No cabe duda de que es el principal y más genuino creador de
la ideología vigente desde la decadencia del Imperio Romano hasta
bastante avanzada la Edad Media, es decir que aportó los contenidos
centrales que convenían a la posición social de la aristocracia
y el clero durante siglos; cosmovisión que, por otra parte,
todavía tiene muchos simpatizantes por estas latitudes, tal como
queda demostrado en el libro.
Las ideas autoritarias de Lugones a Grondona es el ensayo de un historiador,
por lo que no puede abandonar la forma del texto histórico. Aunque
en rigor no comienza a contar la historia por el principio, el orden
cronológico se impone en el desarrollo de la exposición
y presenta como pruebas indiscutibles textos literarios y periodísticos,
continentes únicos y privilegiados de los rastros que deja cualquier
forma de imaginar el mundo. Desde Vicente López hasta Mariano
Grondona, desde Leopoldo Lugones hasta Alvaro Alsogaray, sin omitir
a Manuel Gálvez, a Carlos Bunge o a Bernardo Neustadt, son puestos
bajo la lupa minuciosa del analista del discurso que sabe encontrar
los arquetipos platónicos tradicionales, adaptados para conseguir
la supervivencia de la estructura de castas que se cristalizó
en la sociedad rioplatense colonial.
El libro toma la forma del ensayo, desde el momento en que el capítulo
primero parte de la actualidad, del discurso de los formadores de opinión
legitimados y vigentes, a quienes Vazeilles llama voceros del
establishment y se remonta hacia el pasado como una estrategia
argumentativa.
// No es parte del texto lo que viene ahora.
PR #2118, opened 2026-07-23
Feature/162 inference services es

giurgiur99:
Fixes # .

Changes proposed in this PR:

- Notify backend about service started
- 
- 

## Summary by CodeRabbit

* **New Features**
  * Added incremental service listing with an `updatedSince` filter to retrieve services created or changed after a specified time.
  * Service records now expose the timestamp of their latest status update.
  * Service starts now trigger notifications to the incentive backend.
  * Incremental filtering is supported across HTTP and peer-to-peer service providers.

### DIFF
--- a/src/@types/Services.ts
+++ b/src/@types/Services.ts
@@ -101,6 +101,7 @@ export interface ServiceJob {
   status: ServiceStatusNumber
   statusText: string
   dateCreated: string // ISO timestamp
+  updatedAt?: number // Unix ms; bumped on every status change (SERVICE_LIST updatedSince cursor)
   expiresAt: number // Unix ms timestamp
   duration: number // requested seconds
   exposedPorts: number[]
@@ -134,6 +135,9 @@ export interface ServiceListFilters {
   // only services created at/after this moment: ISO date string, or a Unix timestamp
   // (seconds or milliseconds) as a string
   fromTimestamp?: string
+  // only services updated (created OR any status change) at/after this moment, same
+  // formats as fromTimestamp; returns every status. The incremental-sync cursor.
+  updatedSince?: string
 }
 
 // ── Request shapes ─────────────────────────────────────────────────────
--- a/src/services/providers/BaseProvider.ts
+++ b/src/services/providers/BaseProvider.ts
@@ -446,28 +446,31 @@ export class BaseProvider {
       const baseUrl = incentiveBackendUrl.replace(/\/+$/, '')
       const peerId = await this.resolveNodePeerId(nodeUri)
 
-      await fetch(`${baseUrl}/services/${encodeURIComponent(service.serviceId)}/started`, {
-        method: 'POST',
-        headers: { 'Content-Type': 'application/json' },
-        body: JSON.stringify({
-          peerId,
-          clusterHash: service.clusterHash,
-          owner: service.owner,
-          status: service.status,
-          statusText: service.statusText,
-          environment: service.environment,
-          image: service.image,
-          tag: service.tag,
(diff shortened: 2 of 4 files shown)


giurgiur99:
@coderabbitai review

alexcos20 (commented):

Overall risk: medium

Summary:
The PR successfully introduces incremental synchronization capabilities by adding `updatedAt` and `updatedSince` filters to the Service interfaces and Http/P2p providers. The filtering implementation is clean and follows existing patterns. However, there is a logical flaw in the new incentive backend notification where only the first service of a potentially larger array is processed. Once the batch iteration is fixed, LGTM!

Comments:
• [WARNING][bug] If `serviceStart` starts and returns multiple services (as the `Promise<ServiceJob[]>` signature suggests), only the first service `services[0]` will be sent to the incentive backend. You should iterate over the array and notify the backend for all newly started services.

```diff
-    const service = Array.isArray(services) ? services[0] : services
-    this.notifyIncentiveBackendServiceStarted(nodeUri, service).catch(() => {})
+    const startedServices = Array.isArray(services) ? services : [services]
+    startedServices.forEach(service => {
+      this.notifyIncentiveBackendServiceStarted(nodeUri, service).catch(() => {})
+    })
```
• [INFO][other] Relying directly on `process.env.INCENTIVE_BACKEND_URL` inside a provider class can be brittle if `ocean.js` is used as a client-side library in browsers (depending heavily on bundler injection). Consider passing this URL via the provider's configuration object or constructor to maintain better architectural decoupling.
• [INFO][style] The `.catch(() => {})` on this line is redundant because `notifyIncentiveBackendServiceStarted` already wraps its entire asynchronous execution in a `try/catch` block and safely logs its own errors internally.
• [INFO][style] Good use of optional fields (`updatedAt` and `updatedSince`) to cleanly support incremental synchronization without breaking backwards compatibility. The implementations mapping these to the HTTP/P2P queries are excellent.

giurgiur99:
@coderabbitai review

alexcos20 (commented):

Overall risk: low

Summary:
The PR successfully implements service update tracking and an automatic notification to an incentive backend upon service start. Interface and filter updates are clean and well-structured. However, there is an architectural concern regarding the use of `process.env` inside an SDK, which can cause compatibility issues in browser environments. Additionally, the fire-and-forget implementation for network requests could lead to dropped fetch calls if the main process exits prematurely.

Comments:
• [WARNING][architecture] Using `process.env.INCENTIVE_BACKEND_URL` directly within a library/SDK restricts this feature to environments that support `process.env` (e.g., Node.js, or bundlers with env shimming). For universal SDKs, it is an architectural best practice to accept backend URLs via a configuration object passed to the provider during initialization, rather than hardcoding environment variable reads.
• [INFO][style] Good use of the regex `.replace(/\/+$/, '')` to sanitize the base URL. This effectively prevents double-slash malformations in the final request path. LGTM!
• [WARNING][performance] The loop `startedServices.forEach(...)` initiates asynchronous `fetch` calls without awaiting them. While the `.catch(() => {})` prevents unhandled promise rejection crashes, if the consuming application terminates immediately after `serviceStart` resolves, the background fetch requests may be abruptly aborted mid-flight. Consider whether these promises should be bundled into a `Promise.allSettled()` or tracked centrally.
• [INFO][bug] Ensure that the `fetch` API is available in your target Node.js environments. Native `fetch` is available in Node >= 18. If this SDK supports older Node versions, you may need to ensure a polyfill like `cross-fetch` is imported.

dnsi0 (approved):

PR #530, opened 2024-03-13
Refer to blob storage in inspection result message

tsundvoll:
when sending over MQTT


betaniat (approved):
change in inspection_path to absolute inspection_path_dict. Currently working.

PR #534, opened 2024-04-02
Send robot capabilities in info event

### LINKED ISSUE #533: Send robot capabilities in RobotInfoPublisher
We should send robot settings.CAPABILITIES in RobotInfoPublisher.

Currently ISAR communication mainly works as a black box for robots where outside systems have little understanding of the implementation of each ISAR instance. This is good for keeping the system agnostic and simple, but it introduces some limitations which I think can be fixed relatively easily. For instance, each robot has a set of "CAPABILITIES" which they support. Using one of these in a request when they are not supported results in a returned error which the outside system could not have predicted without hardcoding their pre-existing understanding of the ISAR instance. Allowing them to get this information after they first detect that a robot is connected to MQTT would fix this issue and make the system more loosely coupled, as the capabilities is a business logic which currently needs to be "hardcoded" elsewhere.

It will not affect it as long as we only give information about the CAPABILITIES field.

andchiind:
Closes #533


oysand (approved):
LGTM

PR #536, opened 2024-04-03
Introduce offline state

oysand:


oysand:
Continued in https://github.com/equinor/isar/pull/549

PR #549, opened 2024-05-02
Offline state refactor robot status

oysand:


src/isar/state_machine/states/idle.py
```diff
@@ -37,4 +48,36 @@ def _run(self) -> None:
                 break
             time.sleep(self.state_machine.sleep_time)
 
+            time_from_last_robot_status_poll = (
+                time.time() - self.last_robot_status_poll_time
```
oysand, line 52: Reset time

src/isar/state_machine/states/idle.py
```diff
@@ -37,4 +48,38 @@ def _run(self) -> None:
...
+            try:
+                robot_status: RobotStatus = self.robot_status_thread.get_output()
+            except ThreadedRequestNotFinishedError:
+                time.sleep(self.state_machine.sleep_time)
+                continue
+
+            except (RobotException,) as e:
+                self.logger.error(
+                    f"Failed to get robot status because: {e.error_description}"
+                )
```
andchiind, line 77: Could we maybe move this to another function in order to shorten the function and make it a bit easier to read?

src/isar/state_machine/states/idle.py
```diff
@@ -37,4 +48,38 @@ def _run(self) -> None:
...
+
+            self.last_robot_status_poll_time = time.time()
+
+            if robot_status == RobotStatus.Offline:
+                transition = self.state_machine.robot_turned_offline  # type: ignore
+                break
+
```
andchiind, line 84: Alternatively we could move all this to another function

src/isar/state_machine/state_machine.py
```diff
@@ -580,25 +585,33 @@ def publish_step_status(self, step: Step) -> None:
...
             retain=False,
         )
 
+    def _current_status(self) -> RobotStatus:
+        if self.current_state == States.Idle:
+            return RobotStatus.Available
+        elif self.current_state == States.Offline:
+            return RobotStatus.Offline
+        else:
+            return RobotStatus.Busy
```
andchiind, line 613: Do we need a blocked state to map to RobotStatus.Blocked?

andchiind: Not needed in this PR, but might be re-added in other PR

src/isar/state_machine/states/idle.py
andchiind: We can standardise this in another PR

src/isar/state_machine/states/idle.py
andchiind: We can standardise this in another PR

PR #565, opened 2024-06-05
New implement pause

mrica-equinor:


src/isar/state_machine/state_machine.py
```diff
@@ -125,8 +125,8 @@ def __init__(
                 {
                     "trigger": "pause",
                     "source": [self.initiate_state, self.monitor_state],
-                    "dest": self.stop_state,
-                    "before": self._pause,
+                    "dest": self.paused_state,
```
andchiind, line 128: This might be a breaking change for step_wise robots

mrica-equinor: We can add a new transition and if it's not stepwise mission call that new transition that doesn't go trough the stop state. Will add a TODO

mrica-equinor: image


image

PR #570, opened 2024-06-06
Ignore localize ability if running full missions

tsundvoll:


andchiind (approved):
This is a temporary fix which will be addressed when we move away from localisation missions

PR #589, opened 2024-07-10
Add robot execption when amending mission

mrica-equinor:


andchiind (commented):
Could we maybe make this error a bit more general? Such as RobotMissionInitialisationError or RobotMissionAPIError or something like that?

PR #590, opened 2024-07-15
Refactor monitor step status reporting

andchiind:


mrica-equinor (approved):
LGTM :) we could try to find a better word for increment_current_step

betaniat (commented):
LGTM :)

PR #602, opened 2024-08-09
Fix stepwise task reporting not reporting successful

### LINKED ISSUE #597: Stepwise step reporting no longer reports steps as successful
**Describe the bug**
Currently ISAR never reports steps as completed when using stepwise missions. It does however report tasks as in progress.

**To Reproduce**
Set ISAR to use stepwise missions for ISAR_robot. Do not change any other settings from default.

**Expected behavior**
It should behave the same as missionwise reporting.

**Screenshots**

andchiind:
Closes #597


mrica-equinor (approved):
LGTM :)

PR #604, opened 2024-08-29
Add configurable documentation variable

Eddasol:


src/isar/config/settings.py
```diff
@@ -190,6 +190,16 @@ def __init__(self) -> None:
     # Serial number of the robot ISAR is connected to
     SERIAL_NUMBER: str = Field(default="0001")
 
+    # Info about robot documentation
+    DOCUMENTATION: List[DocumentInfo] = Field(
+        default=[
+            DocumentInfo(
+                name="Some document",
+                url="Some URL",
```
andchiind, line 198: Do we need these placeholders?

andchiind (approved):
Looks good

src/isar/config/settings.py
Eddasol: Changing default to empty list

PR #633, opened 2024-10-23
Accept inspection data asynchronously

andchiind:


src/isar/script.py
```diff
@@ -103,6 +106,18 @@ def start():
         target=uploader.run, name="ISAR Uploader", daemon=True
     )
     threads.append(uploader_thread)
+
+    if settings.UPLOAD_INSPECTIONS_ASYNC:
+
+        def inspections_callback(inspection: Inspection):
+            message: Tuple[Inspection, Mission] = (
+                inspection,
+                state_machine.current_mission,
```
andchiind, line 115: Be aware that here we assume that inspection events do not occur very late, ie. that the current mission has not changed between a task completing and its inspection event being received.

andchiind: If this becomes a problem then we could make the callback accept a Mission object, but I would prefer not to require this as it's a bit obtuse.

mrica-equinor (approved):
LGTM :)

PR #634, opened 2024-10-24
Allow stopping missions from idle state

haakonsf:


andchiind (approved):
LGTM, but might want to label this change a breaking change, as it will affect ISAR implementations. We need to make sure they do not crash if they receive the "stop" function call when they don't have a mission running.

haakonsf:
Postponing merging this until isar-taurob test

PR #42, opened 2016-01-25
New configurable CALIFA demonstrator geometry macro.

hapol:
The macro create_califa_demonstrator.C has been modified to allow the definition of CALIFA Demonstrator geometries. User can select the number of petals included, the type of petal (single, double) in each sector and a geometrical transformation per petal. A simple set of parameters is used for inserting the petals and move them, including a short howto about their use.
The macro create_califa_s438b_geo.C has been deleted: it was a test which did not correspond to the s438b real geometry. S348b geometry is now included as an example in create_califa_demonstrator.C


hapol:
Sorry, forget about this one, I saved it before changing to R3BRootGroup:dev.

PR #65, opened 2016-03-22
NeuLAND Update 1603

janmayer:
Save an image of the created geometry

Use LandPoint if NeulandPoints not available

Macros for different NeuLAND detector sizes

Updated macros

Gitignore files


kresan:
Please use for future pull requests a separated feature branch in your repo, and not the dev. Feature branches can be later deleted - after they have been merged with master.

PR #95, opened 2016-08-05
Feature pspx

isyndikus:
Update for PSPX, including parameter files for all 3 levels (MAPPED, CAL, HIT).


kresan:
merged with commits 49f2aef and c5615d3

PR #115, opened 2017-01-30
Feature pspx

isyndikus:
Small changes for PSPX


kresan:
merged with commit 0c9cb0f

PR #131, opened 2017-04-05
Don't force std=c++11 flag in neuland. One: It is 2017 already. Two: …

bl0x:
Don't force std=c++11 flag in neuland. One: It is 2017 already. Two: Setting something else (i.e. std=c++1y) in cmake gets overwritten.

### DIFF
--- a/CMakeLists.txt
+++ b/CMakeLists.txt
@@ -87,7 +87,7 @@ If(NOT _HAS_CXX11_FLAG)
 EndIf()
 
 Execute_process(COMMAND $ENV{SIMPATH}/bin/fairsoft-config --cxxflags OUTPUT_VARIABLE _res_fairsoft_config OUTPUT_STRIP_TRAILING_WHITESPACE)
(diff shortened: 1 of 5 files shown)


kresan:
We will stay with c++11 until there will be no need in supporting older gcc versions.
In general, @janmayer could you please minimise usage of locally defined compiler flags in neuland sub-module? Preferably we have to solve it on the level of main CMakeLists.txt, and not have modularized settings.

bl0x:
This wasn't pulled so far... why not? The check in the main CMakeLists.txt throws off newer compilers which set newer flags by default in fairsoft-config. In may case fairsoft-config --cxxflags returns --std=c++1y. The check in the main CMakefile fails and I cannot compile without making the changes in this commit.

kresan:
@bl0x should I close this one? Is included in #138

bl0x:
No, forget about this one.BastiiAm 19.05.2017 08:01 schrieb Dmytro Kresan <notifications@github.com>:@bl0x should I close this one? Is included in #138

PR #137, opened 2017-05-15
Renaming Califa Classes

PabloCabanelas:


kresan:
Great job! Still some minor remarks before merging:

- class R3BCalifaCrystalCal2HitPar is the parameter container for HIT level, so the proper name would be R3BCalifaHitPar. CrystalCal2HitPar is appropriate for the task, which creates HitPar containers.

- Maybe we can find a better name for R3BCallifaPIDCalFiller. This Filler suffix we do not have anywhere else. What is this task doing?

- The rebasing did go properly. You discarded the latest changes in following files:
create_aladin_geo.C
create_cal_geo.C
create_mfi_geo.C
create_mtof_geo.C
create_tof_geo.C
Please take these files from central dev, commit to your branch, and then do the squashing. Files should disappear from the squashed commit.

You can leave this pull request open, push your branch with modifications and notify here.

Thanks!

PabloCabanelas:
Points 1 and 3: sure! It was my mistake, sorry. I do not know why the rebase didn't go properly... :-/
Point 2:  Ok, got it. I think we can find a more suitable name for the class.

I let you know here once it is fixed.

Thanks!

PabloCabanelas:
Branch is fixed. Should be ready to merge. Thanks!

PR #139, opened 2017-05-19
Check also for c++1y flag in fairsoft-config.

kresan:


kresan:
@bl0x can you check if it works for you?

PR #146, opened 2017-06-22
Glad magnet position fix backcompatibility

miharenthas:
As Dima is already aware, I had a minor issue with GLAD positioning: the 14 degrees rotation on the -Y axis was not applied when GLAD was constructed with the "just-by-name" constructor, leading to a buggy behaviour of code written before commit f3eb7099988ca632cfdd6c83a3aacbb659b4709a.

This issue turned out to be due to an unitialized variable used to define the rotation --which later would overwrite the one read from the geometry file.

The proposed fix in this branch (a little more formal than suggested on the forum) uses four #define'ed macros to pass the placement information to the parent class' constructor.
The scrips "r3bsim.C" and "run_sim.C", in their latest version, seems to run without errors and GLAD's placement seems to be all right.

Cheers,
Lorenzo Zanetti.


kresan:
merged with commit 502722a

for the next time please use R3BRootGroup:dev as base fork (instead of master) during creation of a pull request. Thanks.

PR #163, opened 2018-01-31
fixed broken leave group code so that you can leave a group.

OSPFNeighbour:
Fixed bad binding on leaveGroup function.

Changed leaveGroup GQL code to take advantage of query cache which involved having the server return the group after leaving. TODO; preemptive cache the query

### DIFF
--- a/server/src/logic.js
+++ b/server/src/logic.js
@@ -382,7 +382,7 @@ export const getHandlers = ({ models, creators: Creators }) => {
               return Promise.reject(Error('Invalid group!'));
             }
             return group.removeUser(user).then((rows) => {
-              if (rows) { return true; }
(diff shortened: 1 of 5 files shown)


server/src/logic.js
```diff
@@ -382,7 +382,7 @@ export const getHandlers = ({ models, creators: Creators }) => {
               return Promise.reject(Error('Invalid group!'));
             }
             return group.removeUser(user).then((rows) => {
-              if (rows) { return true; }
+              if (rows) { return Group.findById(groupId); }
```
sdunster: couldn't you just return the `group`. I assume `removeUser()` updates the internal state automatically. Maybe not but worth a try since it would save a DB query.
```
if (rows) { return group; }
```

PR #164, opened 2018-02-01
return only schedules that have time segments.

OSPFNeighbour:
amirite?

screenshot 2018-02-01 13 00 33
screenshot 2018-02-01 13 00 19

### DIFF
--- a/server/src/logic.js
+++ b/server/src/logic.js
@@ -1,5 +1,7 @@
 import bcrypt from 'bcrypt';
 import jwt from 'jsonwebtoken';
+import Sequelize from 'sequelize';
+
 import JWT_SECRET from './config';
 import { schedulePerms, eventPerms } from './perms';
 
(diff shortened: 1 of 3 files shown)


sdunster:
@sjmcculloch this is on you - you're working on this stuff. Review, or take what you need and close it.

server/src/logic.js
```diff
@@ -343,7 +345,17 @@ export const getHandlers = ({ models, creators: Creators }) => {
       users(group) {
         return group.getUsers();
       },
-      schedules(group) {
+      schedules(group, args) {
+        const { hasTimeSegments } = args;
+        console.log('MARK', hasTimeSegments);
```
sjmcculloch: Can we remove this console.log

OSPFNeighbour:
just confirming we still want this to be merged?

sjmcculloch:
It's not strictly needed at the moment (the code does the filtering) - we will move this to a separate query eventually so either way is OK.

sdunster:
its cool we can just leave this around for now.

PR #168, opened 2018-02-01
quick and nasty code to draw a few markers on the map. 

OSPFNeighbour:
Code stolen from react-native-maps example folder.

Markers are static and drawn from mock data.

screenshot 2018-02-01 22 06 35


sdunster:
ios
screen shot 2018-02-01 at 17 30 42

PR #171, opened 2018-02-02
Mock event response screen

sdunster:
* Icons on response buttons
* WIP: styles, components


sdunster:
screen shot 2018-02-01 at 18 47 54

PR #172, opened 2018-02-05
test-data overhaul

sdunster:
* Support creation of a wide range of test data from simple JSON
* Needed for testing event stuff
* Better data for showing off the app/demos
* Split test data creation into small functions
* Move under `test-data/` directory with `fixtures.js` with raw data and `load.js` for actual code.
* Creates everything the previous versin did _except_ `Schedule` `TimeSegments` - but this should be easy to add.


OSPFNeighbour:
I would suggest making your default group 'NSW SES' or something state level, and a secondary for Kiama/Parramatta.

State want to use this to collect availability from 'everyone' so having everyone default to membership in a large group would be good.

sdunster:
I see what you mean. The default was just intended to be for while we are testing. Feel free to make the change if you'd like - just make sure the `test` user is in some interesting events so I can test easily.

PR #181, opened 2018-02-08
Start of hook code

cmiceli:
This is a diff to begin the hook code for the ingestion of events from other services into availability. The factory allows us to add other functions over time, so other use cases are easily merged in.

### DIFF
--- a/server/src/callback.js
+++ b/server/src/callback.js
@@ -1,0 +1,22 @@
+function eventCallback(req, res) {
+  // check auth
+  if (req.header('Bearer')) {
+    console.log(req.header('Bearer'));
+    console.log(req.header('Authorization'));
+  }
+
+  console.log(req.body);
+
+  // get the base handler to add the event
+  // send notifications (probably belongs in the other code)
+  res.send('OK');
+}
+
+function getCallback(type) {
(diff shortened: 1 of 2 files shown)


OSPFNeighbour:
Fix the lint issues, obviously.

server/src/callback.js
```diff
@@ -0,0 +1,18 @@
...
+    console.log(req.header('Bearer'));
+    console.log(req.header('Authorization'));
+  }
+
+  // get the base handler to add the event
+  // send notifications (probably belongs in the other code)
+  res.send('OK');
+}
+
+export default function getCallback(type) {
```
sdunster: i dont really understand the need for this. Couldn't you just `app.use()` and pass the `eventCallback` function directly?

server/src/callback.js
```diff
@@ -0,0 +1,18 @@
+function eventCallback(req, res) {
+  // check auth
+  if (req.header('Bearer')) {
+    console.log(req.header('Bearer'));
+    console.log(req.header('Authorization'));
```
sdunster: cool but I don't think we really need auth to begin with.

Issue #95, opened 2017-12-03
Android native navigation buttons don't work


Sprooty:
The native android launcher buttons for navigation don't appear to interact with the app - pushing the back arrow closed the application. On other apps, the back button will feed back into the app and take you to  the previous screen and or out of a menu within the app.

sdunster:
ack - this is something we'll need to look at. Atm we're using modal navigation style. This might be handled automatically if we switch to using stack based style (which is what we should be using for everything except login/signup probably anyway)

sdunster:
tim is working on this too maybe

OSPFNeighbour:
Need to use Backhandler react element. It looks easy I just don't understand where to slot it in.

OSPFNeighbour:
FYI - not as easy as i thought. I give up and will leave this for @sdunster or @sjmcculloch

PR #182, opened 2018-02-08
hacky implementation of BackHandler to make the android users happy

OSPFNeighbour:
addresses #95


OSPFNeighbour:
The user experience is almost perfect, if I should be hooking it in better
please point me in the right direction

PR #184, opened 2018-02-08
Interface for editing an event response

sdunster:
* UI is primitive. Displays detail and allows you to press a button to change your status.
* Updating the cache may or may not work.
* Actual updating the server is NYI - separate diff and then re-enable on client side.

### DIFF
--- a/client/src/screens/event-detail.screen.js
+++ b/client/src/screens/event-detail.screen.js
@@ -4,6 +4,7 @@ import {
   FlatList,
   ActivityIndicator,
   Text,
+  Button,
   View,
   Dimensions,
 } from 'react-native';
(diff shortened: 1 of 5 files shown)


sdunster:
screen shot 2018-02-08 at 00 06 42
screen shot 2018-02-08 at 00 06 37

client/src/screens/event-detail.screen.js
```diff
@@ -203,12 +224,15 @@ class EventDetail extends Component {
...
         response={item[1]}
+        auth={this.props.auth}
+        onEdit={this.editResponse}
       />
     );
   };
 
   render() {
     const { event, loading, networkStatus } = this.props;
+    console.log(event);
```
OSPFNeighbour: ?

PR #185, opened 2018-02-08
Rudimentary 5s refresh for event details

sdunster:
based off of `sdunster.event_response`


sdunster:
this isn't exactly visible currently but I confirmed it works by looking at server logs

PR #191, opened 2018-02-09
Smcculloch.navigation deep links

sjmcculloch:
- The deep links on the home screens for events & requests will now reset the stack before navigating (via a redux call)

- Moved navigation reducers into state folder (note: standard is to have these in /reducers /actions /store - we should move them)


sdunster:
yeah nice feel free to move stuff around just do it in a separate PR to adding features etc

PR #195, opened 2018-02-12
Selector & Client Tests

sjmcculloch:
- Removed existing tests in client/__tests__
- Configured Jest to look in __tests__ for anything *.test.js (to avoid conflict with fixtures)
- Moved filtering logic for timeSegments from availability index component into /selectors/schedule.js
- Added tests for reducers, actions & selectors


client/src/screens/availability/Index.js
```diff
@@ -86,43 +86,22 @@ class Index extends Component {
...
-            endTime: timeSegment.endTime,
-            id: timeSegment.id,
-            status: timeSegment.status,
-          });
-        }
-      });
-    });
-
-    filteredItems.sort((a, b) => (a.startTime > b.startTime ? 1 : -1));
+    const filteredItems = selectSchedules(user.schedules, { startTime, endTime });
```
sdunster: 👍

client/src/selectors/schedules.js
```diff
@@ -0,0 +1,24 @@
+export default (schedules, { startTime, endTime }) => {
+  const filteredItems = [];
+  schedules.map(schedule =>
+    schedule.timeSegments.map((timeSegment) => {
+      if (
+        (timeSegment.startTime === 0 || timeSegment.startTime >= startTime) &&
+        (timeSegment.endTime === 2147483647 || timeSegment.endTime <= endTime)
```
sdunster: please use the constants in place of `0` and `2147483647`. I'm also pretty sure you shouldn't need to special-case these but I can't think of the logic right now.

PR #902, opened 2023-08-02
Add ipfs to annotations

willm30:
**Note**: Large diff due to package.lock

## Description

This PR adds all of the library code from the dapp necessary to store annotations in ipfs. 

It tests with the mintTokens motion. 

Test with: https://github.com/JoinColony/colonyCDapp/pull/909


src/redux/actionTypes.ts
```diff
@@ -191,4 +191,10 @@ export enum ActionTypes {
   META_UNWRAP_TOKEN = 'META_UNWRAP_TOKEN',
   META_UNWRAP_TOKEN_ERROR = 'META_UNWRAP_TOKEN_ERROR',
   META_UNWRAP_TOKEN_SUCCESS = 'META_UNWRAP_TOKEN_SUCCESS',
+
+  // IPFS
+
```
thomassdk, line 196: why does this comment header differ from the other ones in this file?

thomassdk (approved):
:confetti_ball:

PR #905, opened 2023-08-02
Wire all sagas with annotations

willm30:
## Description

This pr wires up annotations with all actions and motions. Test with: https://github.com/JoinColony/colonyCDapp/pull/909


src/redux/sagas/transactions/createTransaction.ts
```diff
@@ -99,13 +99,17 @@ export interface ChannelDefinition {
...
+export type TransactionChannel = {
+  channel: Channel<any>;
+  index: number;
+  id: string;
+};
+
 export function* createTransactionChannels(
   batchId: string,
   ids: string[],
   customIndex = 0,
```
thomassdk, line 111: why not extract all of the types outside the function? like so:

```ts
export type TransactionChannel = {
  channel: Channel<any>;
  index: number;
  id: string;
};

type TransactionChannelMap = { [id: string]: TransactionChannel };

export function* createTransactionChannels(
  batchId: string,
  ids: string[],
  customIndex = 0,
): IterableIterator<TransactionChannelMap> {
```

thomassdk (approved):
LGTM

PR #913, opened 2023-08-03
Retrieve expenditure balance

### LINKED ISSUE #911: Expenditure balance retrieval
This issue is to explore and implement a way for the UI to retrieve the current balance of the expenditure's funding pot. This is needed to decide if user should be allowed to claim an expenditure payout.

Decir como dice Vazeilles que periodistas
y políticos contemporáneos de la talla de Grondona, Martínez
de Hoz o Menem representan y son ejecutores de las ideas oligárquicas
puede resultar conocido (aunque no por ello se debería dejar
de repetir), pero menos conocidas son las articulaciones entre las formas
discursivas y las formaciones ideológicas; decir el orden
de los factores no altera el producto, resulta una regla poco
eficaz para un texto como Las ideas autoritarias de Lugones a Grondona,
porque empezar el relato casi por el final se lo puede permitir el escritor
de la historia que quiere demostrar que los males no son repentinos
y arbitrarios como a veces sostiene el lugar común. Por el contrario,
que la ideología oligárquica haya tenido su clímax
en 1976 es el resultado de un bloque histórico del cual ella
es expresión.
No obstante, el género histórico parece predominar sobre
el ensayístico: un final no conclusivo sino abrupto, con un último
ejemplo de 1998, en el que se combina un militar en servicio, un periodista
que goza de respeto y un diario prestigio y que vuelve a confirmar el
propósito que muy bien se había expresado en el prólogo:
iniciar un balance que incluye el análisis de la pervivencia
de la ideología oligárquica.
Todo
revuelto
La
revuelta íntima. Literatura y psicoanálisis
Julia Kristeva
Trad. de Irene Agoff
Eudeba
Buenos Aires, 2001
314 págs.
Por Jorge Pinedo
Hay coincidencia en torno a los fervores cultivados por Julia Kristeva:
su solvencia en materia lingüística, el compromiso con la
escritura, la generosa amplitud de su pensamiento, una contundente rigurosidad
respecto al abanico epistemológico de su dominio. Sin embargo,
es la pasión y la férrea ética de su nutrida producción
lo que otorga consistencia a un discurso que en otros intelectuales
guardaría pretensiones de aséptico y cromado autoclave.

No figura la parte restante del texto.